What you should output is the data below, unchanged in every character.

Excerpted data =

---

PR #88, opened 2020-12-01
[DEV-5634] ADD: force_complete kwarg to SubmitReview

pastap:
Depends on:
- https://github.com/IndicoDataSolutions/fog/pull/263

To be releases in 4.6


indico/queries/submission.py
```diff
@@ -328,16 +328,31 @@ class SubmitReview(GraphQLRequest):
...
+            $submissionId: Int!,
+            $changes: JSONString,
+            $rejected: Boolean,
+            $forceComplete: Boolean
+        ) {
+            submitAutoReview(
+                submissionId: $submissionId,
+                changes: $changes,
+                rejected: $rejected,
+                forceComplete: $forceComplete
```
nkassis, line 354: we need to move some of these to add them to the query if set otherwise we needlessly break backwards compatibility. I presume the default is false and isn't a required arg?

pastap: yes, not a required arg - so shouldn't break backwards compat...

pastap: oh but with fog - hmmm, I see... yeah, not sure - I think this was part of the convo around platform/client versioning and release notes. what do you think here? try with the kwarg and handle "invalid query" errors by removing some kwargs?

jkgenser (approved):

indico/queries/submission.py
pastap: oh cool! alright - will switch to using this :+1:

nkassis (approved):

---

Exercise result =
PR #88, opened 2020-12-01
[DEV-5634] ADD: force_complete kwarg to SubmitReview

pastap:
Depends on:
- https://github.com/IndicoDataSolutions/fog/pull/263

To be releases in 4.6


indico/queries/submission.py
```diff
@@ -328,16 +328,31 @@ class SubmitReview(GraphQLRequest):
...
+            $submissionId: Int!,
+            $changes: JSONString,
+            $rejected: Boolean,
+            $forceComplete: Boolean
+        ) {
+            submitAutoReview(
+                submissionId: $submissionId,
+                changes: $changes,
+                rejected: $rejected,
+                forceComplete: $forceComplete
```
nkassis, line 354: we need to move some of these to add them to the query if set otherwise we needlessly break backwards compatibility. I presume the default is false and isn't a required arg?

pastap: yes, not a required arg - so shouldn't break backwards compat...

pastap: oh but with fog - hmmm, I see... yeah, not sure - I think this was part of the convo around platform/client versioning and release notes. what do you think here? try with the kwarg and handle "invalid query" errors by removing some kwargs?

jkgenser (approved):

indico/queries/submission.py
pastap: oh cool! alright - will switch to using this :+1:

nkassis (approved):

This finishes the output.